What the task requires: Each of the following records is to be output exactly.

Information:
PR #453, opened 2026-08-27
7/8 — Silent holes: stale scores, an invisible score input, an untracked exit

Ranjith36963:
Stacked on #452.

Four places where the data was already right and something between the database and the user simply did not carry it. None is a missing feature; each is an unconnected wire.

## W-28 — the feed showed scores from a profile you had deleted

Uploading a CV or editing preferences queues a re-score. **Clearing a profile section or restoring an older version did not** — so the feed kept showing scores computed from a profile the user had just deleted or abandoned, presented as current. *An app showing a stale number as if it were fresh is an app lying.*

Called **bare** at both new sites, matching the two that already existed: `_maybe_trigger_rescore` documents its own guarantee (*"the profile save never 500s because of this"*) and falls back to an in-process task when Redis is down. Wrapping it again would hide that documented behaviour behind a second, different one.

Task output:
PR #453, opened 2026-08-27
7/8 — Silent holes: stale scores, an invisible score input, an untracked exit

Ranjith36963:
Stacked on #452.

Four places where the data was already right and something between the database and the user simply did not carry it. None is a missing feature; each is an unconnected wire.

## W-28 — the feed showed scores from a profile you had deleted

Uploading a CV or editing preferences queues a re-score. **Clearing a profile section or restoring an older version did not** — so the feed kept showing scores computed from a profile the user had just deleted or abandoned, presented as current. *An app showing a stale number as if it were fresh is an app lying.*

Called **bare** at both new sites, matching the two that already existed: `_maybe_trigger_rescore` documents its own guarantee (*"the profile save never 500s because of this"*) and falls back to an in-process task when Redis is down. Wrapping it again would hide that documented behaviour behind a second, different one.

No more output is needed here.